II--! ! I -! - I - 1 ! 6h 175 C! 119.4! 288! 331! 10.1! no ! 25.8!
! + 30 min! ! ! ! ! ! !
1250 C! ! ! ! ! ! !
! _---! ! ~! ! I --- I
! 6h 175 C! 459.5! 241! 300! 10.2! no ! 26.7!
! + 2h 250 C! ! ! ! ! ; i ~! ! ~ - ~ -! f 6 p.m. to 185 C! 18.3! 349! 388! 11.1! Yes ! 24.3!
! -! -! -! - é -! -! -!
6 p.m. at 200 C! 59.2! 322! 353! 10.3! partial! 24.7!
! 8h at 220 C! 253.3! 272! 323! 9.5! no ! 25.8!

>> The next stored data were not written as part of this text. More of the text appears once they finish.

PR #8365, opened 2020-07-19
Allow cops to restrict callbacks `on_send` to specific method names only

marcandre:
Many of the recent optimizations for Cops seem to be to modify `on_send` to check early for the `node.method_name` against a specific list of names.

This PR makes this pattern builtin so it is easy to do (just define `RESTRICT_ON_SEND = %i[foo bar baz]`) *and* makes it even more efficient.

Let's imagine 100 cops defining `on_send` that could have such a restricted method list. On a run over 10k `SendNode`, if these cops are optimized with the first thing in `on_send` being `return if SOME_LIST.include?(node.method_name)`, there would still be 100*10k calls to `on_send`, and 100*10k calls to `Set#include?` (assuming that `SOME_LIST` is a `Set`, as it should). With this PR, if the Cops are optimized with the right constant, then there would be only 10k hash lookups.

cc/ @fatkodima

### DIFF
--- a/lib/rubocop/cop/commissioner.rb
+++ b/lib/rubocop/cop/commissioner.rb
@@ -7,6 +7,9 @@ module RuboCop
     class Commissioner
       include RuboCop::AST::Traversal
 
+      RESTRICTED_CALLBACKS = %i[on_send on_csend].freeze
+      private_constant :RESTRICTED_CALLBACKS
+
       # How a Commissioner returns the results of the investigation
       # as a list of Cop::InvestigationReport and any errors caught
       # during the investigation.
@@ -43,6 +46,7 @@ module RuboCop
         @forces = forces
         @options = options
         @callbacks = Hash.new { |h, k| h[k] = cops_callbacks_for(k) }
+        @restricted_map = {}
 
         reset
       end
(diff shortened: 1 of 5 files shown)


lib/rubocop/cop/commissioner.rb
```diff
@@ -7,6 +7,9 @@ module Cop
     class Commissioner
       include RuboCop::AST::Traversal
 
+      RESTRICTED_NODE_TYPES = %i[on_send on_csend].freeze
```
fatkodima, line 10: Great work 👍 

This constant probably should be named differently, something like `RESTRICTED_CALLBACK_NAMES`.

marcandre: Indeed 😄

marcandre:
ping @bbatsov

marcandre:
ping @bbatsov Let me know if my ping frequency is too high too 😅

bbatsov:
The frequency is fine, but I couldn't catch up with all the open PRs. I like the proposed change, but I think we need to document it better if we expect someone to actually use it.

marcandre:
Cool. I'll document this and then merge. Thanks!

tas50:
@marcandre I reworked the 200+ cops in Cookstyle to use this new functionality where we could. Since we're autocorrecting a DSL there's a lot of times we're just looking for a deprecated method call that needs to be replaced with a new one. Lots and lots of simple on_sends. My testing shows this sped things up about 16% against a large set of cookbooks. Nice work.

marcandre:
16% is awesome, especially given the minimal trouble it is to specify it! 🎉
Thank @fatkodima who started using this technique manually 😄

PR #8369, opened 2020-07-19
Refactor documentation generator and make it usable for related projects

bquorning:
I have long wanted to turn cops_documentation.rake into a class instead having all the code inside a Rake task.

It has also annoyed me that we have _almost_ identical code existing in [rubocop](https://github.com/rubocop-hq/rubocop/blob/2d3f95c55d05faab3ad659ff9a56f408e53a2bf3/tasks/cops_documentation.rake#L12), [rubocop-rspec](https://github.com/rubocop-hq/rubocop-rspec/blob/0cad53a9ba5a96161be78a315262d9a8da959782/tasks/cops_documentation.rake#L13), [rubocop-rails](https://github.com/rubocop-hq/rubocop-rails/blob/2f09406560fbece1adced14edd68f7d8f9e3254e/tasks/cops_documentation.rake#L13), and [rubocop-performance](https://github.com/rubocop-hq/rubocop-performance/blob/8e6fc14ad8825bbc3a27620b9f1fb68524e542a9/tasks/cops_documentation.rake#L13).

This PR does two things (sorry):

1. Extracts the job of verifying if cop documentation is up to date into a separate Rake task called `confirm_cops_documentation`.
2. Extracts the logic for `generate_cops_documentation` into a class, which is initialized with an array of Departments for which you want to generate documentation. This means that this class can be re-used in rubocop-rspec, rubocop-rails, rubocop-performance etc.

I really, really want to refactor this extracted class (and add tests), ~but I’ve restrained myself to make this PR contain as few changes as possible~ and the last 4 commits is the least I could do for now.

Please check if the `docs/` changes look ok in these sub-projects:

- https://github.com/rubocop-hq/rubocop-rspec/compare/docs-without-own-rake-task
- https://github.com/rubocop-hq/rubocop-rails/compare/docs-without-own-rake-task
- https://github.com/rubocop-hq/rubocop-performance/compare/docs-without-own-rake-task
- https://github.com/rubocop-hq/rubocop-minitest/compare/docs-without-own-rake-task

Related issues:

- https://github.com/rubocop-hq/rubocop-rspec/issues/972
- https://github.com/rubocop-hq/rubocop-rspec/issues/922

-----------------

* [ ] Added tests.
* [-] The PR relates to *only* one subject with a clear title and description in grammatically correct, complete sentences.


tasks/cops_documentation.rake
```diff
@@ -10,291 +11,21 @@ end
...
+  deps = %w[Bundler Gemspec Layout Lint Metrics Migration Naming Security Style]
+  CopsDocumentationGenerator.new(departments: deps).call
+end
 
-    YARD::Registry.load!
-    cops.departments.sort!.each do |department|
-      print_cops_of_department(cops, department, config)
-    end
+desc 'Confirm that documentation is up to date'
+task confirm_cops_documentation: :generate_cops_documentation do
```
bbatsov, line 19: I'd probably use "verify" or "check" here.

bquorning: Changed to `verify_cops_documentation`

lib/rubocop/cops_documentation_generator.rb
```diff
@@ -0,0 +1,290 @@
...
+  end
+
+  # rubocop:disable Metrics/MethodLength
+  def properties(cop)
+    header = [
+      'Enabled by default', 'Safe', 'Supports autocorrection', 'VersionAdded',
+      'VersionChanged'
+    ]
+    autocorrect = if cop.support_autocorrect?
+                    "Yes#{' (Unsafe)' unless cop.new(config).safe_autocorrect?}"
```
pirj, line 76: `cop.new(config).safe_autocorrect?}`
Can this be fetched from the config instead? `cop_config.fetch('SafeAutoCorrect', true)`?

lib/rubocop/cops_documentation_generator.rb
```diff
@@ -0,0 +1,290 @@
...
+    file_name = "#{Dir.pwd}/docs/modules/ROOT/pages/cops_#{department.downcase}.adoc"
+    File.open(file_name, 'w') do |file|
+      puts "* generated #{file_name}"
+      file.write(content.strip + "\n")
+    end
+  end
+
+  def print_cop_with_doc(cop)
+    cop_config = config.for_cop(cop)
+    non_display_keys = %w[
```
pirj, line 230: A good candidate for a const.

lib/rubocop/cops_documentation_generator.rb
```diff
@@ -0,0 +1,290 @@
...
+  #
+  def initialize(departments: [])
+    @departments = departments.map(&:to_sym).sort!
+    all_cops = RuboCop::Cop::Cop.registry
+    qualified_cops = all_cops.select { |cop| qualified_cop?(cop) }
+    @cops = RuboCop::Cop::Registry.new(qualified_cops)
+    @config = RuboCop::ConfigLoader.default_configuration
+  end
+
+  def call
```
pirj, line 19: `generate!`?

lib/rubocop/cops_documentation_generator.rb
bquorning: It can: https://github.com/rubocop-hq/rubocop/blob/343f62e4555be0470326f47af219689e21c61a37/lib/rubocop/cop/autocorrect_logic.rb#L23-L26

lib/rubocop/cops_documentation_generator.rb
bquorning: In a later refactoring maybe?

lib/rubocop/cops_documentation_generator.rb
bquorning: I always thought that for classes that do one thing, and the classname describes what it does, `#call` is the appropriate method name. It could be `#run` or `#main`, but since `#call` is what Ruby uses for Lambdas/Procs, I tend to use it for these purposes.

lib/rubocop/cops_documentation_generator.rb
pirj: Now I see, makes sense 👍
The need to instantiate the cop triggered me, but since there's no other way around I guess it's totally fine.

bquorning: I mean, I think we could just call `cop_config.fetch('Safe', true) && cop_config.fetch('SafeAutoCorrect', true)`, but we’d be duplicating the logic and producing wrong results if the implementation of `#safe_autocorrect?` changes in the future. Would it be possible to move the logic into the `cop_config` object?

marcandre: > Would it be possible to move the logic into the `cop_config` object?

I'd second that.

bquorning: `cop_config` is a Hash, but it _might_ be possible to add the method by changing `RuboCop::Config#for_cop` to e.g.
```rb
@for_cop[cop.respond_to?(:cop_name) ? cop.cop_name : cop].tap do |config|
  def config.safe_autocorrect?
    fetch('Safe', true) && fetch('SafeAutoCorrect', true)
  end
end
```

Let’s consider this in a separate PR please. I think this PR is large enough as is.

marcandre: Oh, my bad, forget it then...

pirj: 😱

bbatsov:
> Please check if the docs/ changes look ok in these sub-projects:

They look fine to me. We should have done this a long time ago!

bquorning:
I’ve rebased, and it turned out I could basically remove the commit b23deeaad243339beae5a807973fe06fc8a65546 which did
```diff
 def call
-  cops   = RuboCop::Cop::Cop.registry
+  all_cops       = RuboCop::Cop::Cop.registry
+  qualified_cops = all_cops.select { |cop| qualified_cop?(cop) }
+  cops           = RuboCop::Cop::Registry.new(qualified_cops)
   config = RuboCop::ConfigLoader.default_configuration
 end
```
Since we only loop over the passed-in `departments`, it doesn’t matter if there are too many cops in the registry. Much simpler 🎉

pirj:
👏 
I expect to see a followup in RuboCop RSpec!

bquorning:
Definitely, after the next release of RuboCop.

Issue #7876, opened 2020-04-14
RequiredRubyVersion


marcandre:
The `Gemspec/RequiredRubyVersion` cop checks that `spec.required_ruby_version=` (if present) corresponds to `TargetRubyVersion`.

That's good.

I'd like a more basic check: that `required_ruby_version` is there at all. I believe that it should be an accepted community standard to have it; there is no valid reason not to have a `required_ruby_version` specified that I can think of.

I opened an [rfc about that](https://github.com/rubygems/rfcs/pull/26), but it would probably take time before this is accepted / implemented / released and mostly updated... A Rubocop might make things faster.

In case there is a `.travis.yml` file, it would be nice to check it correponds too.

1) How does a cop making `required_ruby_version` mandatory sound?

2) If that's a go, should it be a different cop?

3) What about `.travis.yml` check?

bbatsov:
I like the idea. I can't come up with a good reason why a gem shouldn't specify some required Ruby version.

marcandre:
2. should it be a different cop?

3. What about .travis.yml check?

fatkodima:
Should this gets closed?

PR #8370, opened 2020-07-19
Enhance `Gemspec/RequiredRubyVersion` cop with check that `required_ruby_version` is specified

fatkodima:
Closes? #7876

It seems to me that no new cop is needed and the existing cop should be extended, but I have no strong opinion on this.

cc/ @marcandre


marcandre:
Great PR imo, I'll let @bbatsov have final say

WO 96/12829 PCT / F1t95 / 01412

14 ITRAITEMENT I teq RO, 2 RM A ISENSIBILTE 1 ' THERMAL ~ (h) ~ (MPa) ~ (MPa) CI ~ MS / m ~
162h 220 C
! I- 1 - I ---- I - I --- f - I
4 p.m. 175 C ~ 119.4 ~ r 282 345 ~ 11 ~ no ~ 25.4 ~
l + 30 min 1 there 250'C 1 1 1 1 1 1 1 1 ~

Claims (11)

1) Manufacturing process of alloy products aluminum of the high-strength AlSiMgCu type with good corrosion resistance intercrystalline, comprising the following steps:
- casting of a composition plate or billet (in weight):
If: 0.7 - 1.3%
Mg: 0.6 - 1.1%
Cu: 0.5 - 1.1%
Min: 0.3 - 0.8%
Zr: < 0.20%
Fe: < 0.30 Zn: < 1%
Ag: < 1%
Cr: < 0.25%
others < 0.05 each and < 0.15 in total rest aluminum with Mg/Si < 1 - homogenization between 470 and 570°C
- hot and possibly cold working - dissolution between 540 and 570°C
- hardening - tempering comprising at least one stage at a temperature between 150 and 250°C, and preferably between 165 and 220°C, the total duration measured in time equivalent to 175°C being between 30 and 300h. 2) Process according to claim 1, characterized in that the Zn content is between 0.15 and 1%. 3) Process according to any one of claims 1 and 2, characterized in that the income comprises a level at a temperature between 150 and 250°C, and preferably between 165 and 220°C, and another stage at a temperature higher, between 170 and 270°C. 4) Process according to claim 3, characterized in that the duration equivalent to 175°C of tempering is between 30 and 120 hrs. 5) Process according to claim 4, characterized in that the duration equivalent to 175°C of tempering is between 70 and 120 hrs. 6) Process according to any one of claims 1 and 2, characterized in that the income comprises a single level and that its equivalent duration at 175°C is between 150 and 250 hours. 7) Rolled or extruded aluminum alloy product of the type High strength AlSiMgCu composition (by weight):
If: 0.7 - 1.3%
Mg: 0.6 - 1.1%
Cu: 0.5- 1.1%
Min: 0.3 - 0.8%
Zr: < 0.20%
Fe: < 0.30%
Zn: < 1%
Ag: < 1%
Cr: < 0.25%
others < 0.05% each and < 0.15% in total, in which Mg/Si < 1, desensitized to corrosion intercrystalline within the meaning of the MIL-H-6088 standard, and exhibiting in this desensitized state a conductivity greater by at least 0.5 MS/m than that measured in state T6. 8) Aircraft fuselage element made from products laminates or yarns produced by a process according to one any of claims 1 to 6. 9) Aircraft fuselage element made from products laminates or yarns according to claim 7. 10) Structural element of railway or road vehicle produced from rolled or extruded products by a method according to any one of the claims 1 to 6. 11) Structural element of railway or road vehicle made from products according to claim 7.